| N.Y. App. Div. | Jan 22, 1996

In an action for a judgment declaring the rights of the parties under an insurance policy, the plaintiff Tri-Municipal Sewer Commission appeals from an order and judgment (one paper) of the Supreme Court, Dutchess County (Beisner, J.), entered December 23, 1993, which, inter alia, granted the motion by the defendant Continental Insurance Company for summary judgment, and declared that the pollution exclusion clause in the subject policy applied to exclude coverage for the plaintiff’s claims.

Ordered that the order and judgment is affirmed, with costs.

The plaintiff designed, constructed, and maintained a sewage treatment plant in the Town of Poughkeepsie pursuant to an agreement between the Village of Wappingers Falls and the Town of Poughkeepsie. During the start-up phase of the plant’s operation, an adjoining property owner sued the plaintiff, complaining that odors emanating from the plant had damaged him and his property. The plaintiff, in turn, tendered the claim to the defendant, its liability insurer, which subsequently denied coverage of the claim based on the following pollution exclusion clause in its policy: "This insurance does not apply * * * to bodily injury or property damage arising out of the discharge, disbursal, release or escape of smoke, vapors, soot, fumes, acids, alkalis, toxic chemicals, liquids or gases, waste materials or other irritants, contaminants or pollutants into or upon land, the atmosphere or any water course or body of water; but this exclusion does not apply if such discharge, disbursal, release or escape is sudden and accidental”.

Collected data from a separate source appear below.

PR #8479, opened 2026-09-10
Recognize a norm by its shape, not by whether its class name was listed

### LINKED ISSUE #8447: AutoTP loads module weights by hardcoded class name, so 219 of 233 transformers norm classes are silently left on meta
## Summary

`Loading.is_load_module` decides whether AutoTP loads a module's weights from the checkpoint, and it decides by **class name against a hardcoded list of 26**. A norm class not on that list never has its weights loaded: on the meta-device path its parameters stay on meta.

219 of the 233 norm classes in transformers 5.16.1 are not on the list, including every Gemma generation, every GLM, Granite, Olmo, MiniMax, Nemotron and Zamba.

## Demonstration

Two norm classes with identical structure — same base, same `weight` parameter, same forward — differing only in name. Model built under `torch.device("meta")`, then run through the AutoTP replacement with a state dict that gives both norms 7.0:

```
RESULT checkpoint says 7.0 for both norms
  LlamaRMSNorm  (on the list):  value=7.0
  GemmaRMSNorm  (not on it):    STILL ON META
```

The gate itself, on classes taken from transformers:

```
  LlamaRMSNorm             is_load_module=True
  Qwen3_5RMSNormGated      is_load_module=True
  GemmaRMSNorm             is_load_module=False
  Gemma3RMSNorm            is_load_module=False
  CohereLayerNorm          is_load_module=False
  DeepseekV32RMSNorm       is_load_module=False
  MiniMaxRMSNorm           is_load_module=False
  GraniteRMSNorm           is_load_module=False
```

## Why nothing catches it

```python
# deepspeed/module_inject/auto_tp.py
if Loading.is_load_module(child) and self.state_dict is not None:
    if any(checking_key in item for item in self.state_dict):
        Loading.load(child, self.state_dict, checking_key, self.mp_group)
    else:
        continue
```

`Loading.load` is the only thing that materializes a meta parameter here, and it is behind the gate. A norm has no children, so falling through to the recursion reaches nothing. The one leftover-meta case that *is* handled downstream is tied embeddings:

```python
# deepspeed/module_inject/replace_module.py
if embedding_weight is not None and hasattr(module, "lm_head") and ... module.lm_head.weight.is_meta:
    module.lm_head.weight = embedding_weight
```

which is a targeted fix for one module rather than a general sweep — if there were a general one, that line would not be needed.

## What is missing

Restricting to families people actually run, 47 classes:

```
Gemma2RMSNorm, Gemma3RMSNorm, Gemma3nRMSNorm, Gemma4RMSNorm, Gemma4UnifiedRMSNorm, GemmaRMSNorm,
Glm4MoeLiteRMSNorm, Glm4MoeRMSNorm, Glm4RMSNorm, Glm4vMoeRMSNorm, Glm4vMoeTextRMSNorm, Glm4vRMSNorm,
Glm5NextRMSNorm, Glm5NextTextRMSNorm, Glm5NextTextRMSNormGated, Glm5NextTextUnweightedRMSNorm,
GlmImageRMSNorm, GlmMoeDsaRMSNorm, GlmOcrRMSNorm, GlmRMSNorm,
Granite4VisionTextRMSNorm, GraniteMoeHybridRMSNorm, GraniteMoeHybridRMSNormGated, GraniteMoeRMSNorm,
GraniteMoeSWARMSNorm, GraniteMoeSharedRMSNorm, GraniteRMSNorm, GraniteSWARMSNorm,
MiniCPM3RMSNorm, MiniMaxM2RMSNorm, MiniMaxM3VLRMSNorm, MiniMaxRMSNorm, NemotronHRMSNorm,
Olmo2RMSNorm, Olmo3RMSNorm, OlmoHybridRMSNorm, OlmoHybridRMSNormGated, OlmoLayerNorm, OlmoeRMSNorm,
Phi4MultimodalRMSNorm, RecurrentGemmaRMSNorm, T5Gemma2RMSNorm, T5GemmaRMSNorm, VaultGemmaRMSNorm,
Zamba2RMSNorm, Zamba2RMSNormGated, ZambaRMSNorm
```

`GlmMoeDsaRMSNorm` is the norm of `inference-optimization/GLM-5.2-0.8B-A0.8B`, one of the models used in this repo's own testing.

## Where this leaves the maintenance model

#8306 added four names for Qwen3.5, which is the right fix under the current design and also shows the problem with it: the list has to grow by hand for every model family and every generation of it, and when it does not, the failure is silent rather than an error. transformers gains norm classes faster than the list does.

Two directions, and I would rather have your call than pick one:

1. **Decide structurally instead of by name.** The question the gate is really asking is "is this a leaf module whose parameters the checkpoint has and nothing else will replace". That is answerable from the module and the state dict — no list. It is the bigger change and needs care about what should *not* be loaded here.
2. **Fail loudly instead of silently.** Keep the list, but after replacement, check for parameters still on meta and raise naming them. That does not fix any model, but it converts a silent wrong-weights run into an error that says which class to add — which is what the current design needs to be usable.

Doing 2 is small and would have surfaced this immediately; 1 removes the maintenance entirely. I am happy to write either.

## What I did not verify

I demonstrated the gate and the meta parameter surviving replacement, not an end-to-end wrong generation from a real Gemma checkpoint — I do not have that setup here. If someone has an AutoTP inference run against a checkpoint for any family above, the quick check is whether any parameter is still `.is_meta` after `init_inference` returns.

## Reproduction

```python
import torch, deepspeed
from torch import nn
from deepspeed.module_inject.auto_tp import AutoTP
from deepspeed.module_inject.layers import set_autotp_mode

def norm_cls(name):
    def __init__(self, h=8):
        nn.Module.__init__(self); self.weight = nn.Parameter(torch.ones(h))
    return type(name, (nn.Module,), {"__init__": __init__})

class M(nn.Module):
    def __init__(self, h=8):
        super().__init__()
        self.lin = nn.Linear(h, h, bias=False)
        self.listed_norm = norm_cls("LlamaRMSNorm")(h)
        self.unlisted_norm = norm_cls("GemmaRMSNorm")(h)

with torch.device("meta"):
    model = M()
sd = {"model.lin.weight": torch.eye(8),
      "model.listed_norm.weight": torch.full((8,), 7.0),
      "model.unlisted_norm.weight": torch.full((8,), 7.0)}

set_autotp_mode(training=True)
autotp = AutoTP(module=model, all_reduce_linears=(), prefix="model", state_dict=sd,
                linear_layer_setting=(nn.Linear, nn.Embedding), orig_layer_impl=None, training_mode=True)
autotp.mp_size, autotp.mp_group = 1, None
autotp.update_linear_policies()
autotp._replace_module(model)

print(model.listed_norm.weight.is_meta, model.unlisted_norm.weight.is_meta)  # False True
```

alanhuangyoo:
Fixes #8447.

## The gate

`Loading.is_load_module` decides whether AutoTP loads a module's weights from the checkpoint:

```python
def is_load_module(module):
    load_layers = [nn.Linear, nn.Embedding, nn.LayerNorm]
    load_layer_names = ["LPLayerNorm", "SharedEmbedding", ..., "MoEGate"]   # 26 names
    return module.__class__ in load_layers or module._get_name() in load_layer_names
```

A norm whose class is not on that list returns `False`, `_replace_module` skips it, and on the meta-device path its weight is never materialized. It stays on meta, and nothing is logged.

transformers defines one norm class per architecture, so a list of names can only ever cover a fraction of them. Measured by scanning every `modeling_*.py` in transformers 5.12.1 for norm classes and asking the gate about each — using **one shared RMSNorm body so only the class name differs**, which is the whole point:

| | `master` | this branch |
| --- | ---: | ---: |
| norm class names found | 336 | 336 |
| recognized | **14** | **336** |
| silently skipped | **322** | **0** |

The skipped set includes every Gemma generation, every GLM, Granite, Olmo, MiniMax, Nemotron and Zamba.

## The change

Recognize a norm by shape rather than by name: a **leaf module whose only parameter is a 1-D `weight`** (plus an optional bias) is elementwise-affine, which is exactly what `Loading.load` already knows how to copy.

The name list is left in place, so nothing that matched before stops matching.

## It admits norms and nothing else

This is the half that needed checking, and it is identical on both sides:

| | `master` | this branch |
| --- | --- | --- |
| `nn.Linear` | True | True |
| `nn.Embedding` | True | True |
| `nn.LayerNorm` | True | True |
| `nn.Conv1d` | False | False |
| `nn.MultiheadAttention` | False | False |
| `nn.Sequential` (container) | False | False |
| leaf with a 2-D `weight` | False | False |

`nn.Linear` and `nn.Embedding` carry 2-D weights and are matched by class above, so they cannot start matching by shape; a container owns no parameters of its own; and a leaf carrying anything besides `weight`/`bias` is not a plain norm.

## Testing

2×H20, `tests/unit/v1/autotp/`. Two new cases, both asserting **which modules the gate accepts**, not that a code path ran:

```
branch                         2 passed
master + this branch's tests   1 failed
    AssertionError: a norm must be recognized by its shape,
                    not by whether its class name was listed
```

The second test passes on `master` too — deliberately: it pins the refusals so a future widening of the rule has to break something.

Full file, comparing failure *sets*:

```
master   17 failed, 12 passed
branch   16 failed, 13 passed

only failing on master               -> test_is_load_module_recognizes_a_norm_it_has_never_heard_of
failing on both                      -> 16
```

The 16 are pre-existing on this box — `ImportError: libcudart.so.13`, unrelated to this change.

### DIFF
--- a/deepspeed/module_inject/auto_tp.py
+++ b/deepspeed/module_inject/auto_tp.py
@@ -146,7 +146,28 @@ class Loading():
             "Qwen3_5MoeRMSNormGated", "DeepseekV2RMSNorm", "DeepseekV3RMSNorm", "DeepseekV2YarnRotaryEmbedding",
             "DeepseekV3YarnRotaryEmbedding", "MoEGate"
         ]
-        return module.__class__ in load_layers or module._get_name() in load_layer_names
+        if module.__class__ in load_layers or module._get_name() in load_layer_names:
+            return True
+        # Every norm above is on the list by class name, and transformers defines one
+        # norm class per architecture -- 233 of them in 5.16.1, of which this list names
+        # 14. The rest reach `_replace_module` and are skipped, so on the meta-device
+        # path their weights are never materialized and stay on meta.
+        #
+        # Recognise them by shape instead: a leaf module whose sole parameter is a 1-D
+        # `weight` is elementwise-affine, which is what `Loading.load` already knows how
+        # to copy. `nn.Linear` and `nn.Embedding` carry 2-D weights and are matched
+        # above, so this admits norms and nothing that wants a different load path.
+        return Loading._is_elementwise_affine_leaf(module)
+
+    def _is_elementwise_affine_leaf(module):
+        if next(module.children(), None) is not None:
+            return False
+        weight = getattr(module, "weight", None)
+        if not isinstance(weight, torch.nn.Parameter) or weight.dim() != 1:
+            return False
+        # A bias, if any, has to match; anything else means this is not a plain norm.
+        extra = {name for name, _ in module.named_parameters(recurse=False)} - {"weight", "bias"}
+        return not extra
 
     def load_buffer(module, state_dict, prefix):
         for name in module._buffers.keys():
--- a/tests/unit/v1/autotp/test_autotp_custom_patterns.py
+++ b/tests/unit/v1/autotp/test_autotp_custom_patterns.py
@@ -989,3 +989,64 @@ class TestAutoTPFusedWeights(DistributedTest):
 
 # Multi-model (teacher + student in one process) and multimodal-config regressions live in
 # tests/unit/v1/autotp/test_autotp_multiple_models.py so they run on the GPU workflow too.
+
+
+class _WeightOnlyNorm(nn.Module):
+    """A norm with the shape every transformers RMSNorm has: one 1-D `weight`."""
+
+    def __init__(self, size=8):
+        super().__init__()
+        self.weight = nn.Parameter(torch.ones(size))
+
+    def forward(self, hidden_states):
+        return hidden_states * self.weight
+
+
+def test_is_load_module_recognizes_a_norm_it_has_never_heard_of():
+    """Two norms with identical structure, differing only in class name (#8447).
+
+    `Loading.is_load_module` gated on a hardcoded list of 26 class names, so a norm
+    whose architecture was not on it returned False, `_replace_module` skipped it,
+    and on the meta-device path its weight was never materialized. transformers
+    defines one norm class per architecture, so the list named a small fraction of
+    them and the rest were silently left uninitialized.
+    """
+    from deepspeed.module_inject.auto_tp import Loading
+
+    on_the_list = type("LlamaRMSNorm", (_WeightOnlyNorm, ), {})()
+    not_on_the_list = type("GemmaRMSNorm", (_WeightOnlyNorm, ), {})()
+
+    assert Loading.is_load_module(on_the_list)
+    assert Loading.is_load_module(not_on_the_list), (
+        "a norm must be recognized by its shape, not by whether its class name was listed")
+
+
+def test_is_load_module_still_refuses_what_it_refused_before():
+    """The shape test must admit norms and nothing that wants a different load path."""
+    from deepspeed.module_inject.auto_tp import Loading
+
+    # 2-D weights: these are matched by class above and must not start matching by shape.
+    assert Loading.is_load_module(nn.Linear(4, 4))
+    assert Loading.is_load_module(nn.Embedding(4, 4))
+    assert Loading.is_load_module(nn.LayerNorm(4))
+
+    class _TwoDimLeaf(nn.Module):
+
+        def __init__(self):
+            super().__init__()
+            self.weight = nn.Parameter(torch.ones(4, 4))
+
+    assert not Loading.is_load_module(_TwoDimLeaf())
+    assert not Loading.is_load_module(nn.Conv1d(2, 2, 3))
+    assert not Loading.is_load_module(nn.MultiheadAttention(4, 2))
+    # A container owns its children's parameters but none of its own.
+    assert not Loading.is_load_module(nn.Sequential(nn.Linear(4, 4)))
+
+    class _NormWithExtraParam(_WeightOnlyNorm):
+
+        def __init__(self):
+            super().__init__()
+            self.scale = nn.Parameter(torch.ones(8))
+
+    assert not Loading.is_load_module(_NormWithExtraParam())
+


ebarkhordar (commented):
I ran the gate against `404f8172` in a clean container (torch 2.14.0+cpu, `auto_tp.py` imported from the PR tree). I wanted to check the "admits norms and nothing else" half by enumerating `torch.nn` rather than sampling it, and for weights the claim holds. Of 42 constructible classes, the ones whose verdict changes between the merge base and this branch are `BatchNorm1d/2d/3d`, `SyncBatchNorm`, `GroupNorm`, `PReLU` and torch's own `RMSNorm`. All of them are affine along dim 0, so `mp_replace.copy` replicates them, which is what you want.

The BatchNorm family is worth a second look, because it is the only newly admitted set that keeps state in buffers. When a module is admitted and its prefix is absent from the state_dict, `replace_module.py:695` and `auto_tp.py:766` take the `else: continue`, and that skips the `Loading.load_buffer` call two lines below it. That call is the only thing that moves a buffer off meta.

```
meta-init model with a BatchNorm1d child, state_dict carrying no 'norm.' key
                          running_mean.is_meta   running_var.is_meta
bb7ad0d82 (merge base)    False                  False
404f8172  (this branch)   True                   True
```

A state_dict that does not carry a prefix is ordinary once a checkpoint is sharded, since `replace_module()` loads one file into `sd` and hands that to `_replace_module`. I drove `_replace_module` directly rather than a real sharded model, so I am reporting the path and the measurement and not a user report.

The hole is the caller's, not yours. On the merge base a named rotary entry already reaches it, and `inv_freq` stays on meta at both SHAs. What your change decides is how many modules get there.

One edit keeps it in scope, and it is safe because `_is_elementwise_affine_leaf` already requires a leaf, so nothing else below the `continue` applies:

```python
    else:
        if len(child._buffers) != 0:
            Loading.load_buffer(child, state_dict, checking_key)
        continue
```

alanhuangyoo:
@ebarkhordar Thanks, that's right, and I could reproduce it the same way: a meta-init `BatchNorm1d` child with no `norm.` key in the state_dict stays on meta on 404f8172 and not on the merge base.

Applied your edit in 292bed80 in both places (`replace_module._replace_module` and `AutoTP._replace_module`): when an admitted module's prefix is missing, load its buffers before the `continue`. That is what the merge base already did for BatchNorm, since it went down the buffer path unadmitted.

Added `test_admitted_norm_absent_from_the_state_dict_still_gets_its_buffers_off_meta`, which drives `_replace_module` the way you did. It fails on 404f8172 and passes now; `test_autotp_custom_patterns.py` is 10 passed / 20 skipped on CPU. The test only covers the `replace_module` call site; the `AutoTP` one got the same three lines.

ebarkhordar:
I re-ran 292bed80 against bb7ad0d82 and 404f81726 in the same container as before (dscpu:1, torch 2.14.0+cpu, provenance `auto_tp __file__=/src/deepspeed/module_inject/auto_tp.py`). The BatchNorm case is fixed and your new test's assertions hold.

One thing the new call reaches that neither of those refs did. The `else` branch now runs for every admitted module whose prefix is missing, and six names already on `load_layer_names` are rotary embeddings whose buffers are non-persistent, so they are in no shard at all. `load_buffer` materializes them with `torch.empty_like` and then has nothing to copy:

```
                          bb7ad0d8   404f8172   292bed80
BatchNorm1d running_var   off meta   meta       off meta
Phi3Rotary  inv_freq      meta       meta       off meta, uninitialised
```

For a rotary built with `torch.arange(1, 5)`, `inv_freq` at 292bed80 comes back `[3.02e-19, 3.17e-41, 0.0, 0.0]`. On both earlier refs it stayed on meta and raised on first use, so this turns a loud failure into a plausible wrong number.

Gating the new call on persistence restores bb7ad0d8 for those and leaves your fix alone:

```python
if any(n not in child._non_persistent_buffers_set for n in child._buffers):
    Loading.load_buffer(child, state_dict, checking_key)
```

With that in both files, `inv_freq` is back on meta, BatchNorm is still off meta, and `test_autotp_custom_patterns.py` is 10 passed / 20 skipped either way.

Same caveat as last time: I drove `_replace_module` directly, not an end-to-end sharded load. The rotary is a stand-in named `Phi3RotaryEmbedding` so the name list matches; the real one registers `inv_freq` as `nn.Buffer(..., persistent=False)` (`modeling_phi3.py:82`). I did not check the other five.

alanhuangyoo:
@ebarkhordar Right, turning a loud meta failure into a plausible wrong number is worse than what I was fixing. I reproduced it: on 292bed80, a meta `Phi3RotaryEmbedding` with a non-persistent `inv_freq` and no key in the shard comes back off meta.

Your gate is now in both call sites (121cd03). I added `test_non_persistent_buffers_of_an_absent_module_stay_on_meta` next to the BatchNorm test. It fails on 292bed80 and passes now, and the BatchNorm test still passes. `test_autotp_custom_patterns.py` is 11 passed / 20 skipped on CPU.

The gate doesn't cover a module that has both persistent and non-persistent buffers: its non-persistent ones would still be materialized. The in-shard path just below already does that today for any module with buffers, so I left it out of this PR.

ebarkhordar:
Verified at 121cd03d in a clean container (python:3.12-slim, torch 2.14.0+cpu, provenance printed as `/src/deepspeed/module_inject/auto_tp.py`). Same script at four SHAs, meta-init model whose shard carries only `fc.*`:

```
                    bb7ad0d8(base)  404f8172      292bed80      121cd03d
rotary, absent      meta            meta          materialized  meta
batchnorm, absent   materialized    meta          materialized  materialized
```

`test_non_persistent_buffers_of_an_absent_module_stay_on_meta` fails on 292bed80 and passes on 121cd03d, the BatchNorm test passes at both, and the file is 11 passed / 20 skipped here too.

On the mixed case, one correction to where the line sits. I measured the in-shard path at the merge base and it does materialize a non-persistent buffer there, so that half holds. The else path does not: at bb7ad0d8 a listed module absent from the shard left every buffer on meta, so for a module carrying both kinds this would be a change against master rather than something master already does. I could not name a class on `load_layer_names` that has both today, so this is not a request to widen the PR.

alanhuangyoo:
Thanks for checking all four SHAs. You're right about the else path: at the merge base, a listed module absent from the shard left all its buffers on meta, so the mixed case would be new behavior, not something master already did. Nothing on `load_layer_names` has both kinds today. If one ever does, the fix is to gate per buffer.

alanhuangyoo:
@hwchen2017 @loadams Could one of you take a look when you have time? It merges cleanly with master. @ebarkhordar verified 121cd03 against master and the previous two commits (table above).

`is_load_module` recognizes norms only by class name. Measured against transformers 5.12, 322 of 336 norm classes weren't on the list, so on the meta-device path their weights were never loaded. That covers every Gemma generation, GLM, Granite, Olmo and others.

We reject the plaintiff’s contention that this pollution exclusion clause does not apply to municipal insureds. The determinative factor is whether a particular entity is in fact responsible for pollution, regardless of whether the polluter is a commercial entity or otherwise (see, County of Colombia v Continental Ins. Co., 83 NY2d 618; Town of Harrison v National Union Fire Ins. Co., 219 AD2d 640). Here, the allegations in the underlying complaint fit squarely within the exclusion of the policy, and consequently, coverage for the claim was properly denied. Bracken, J. P., Miller, Altman and Florio, JJ., concur.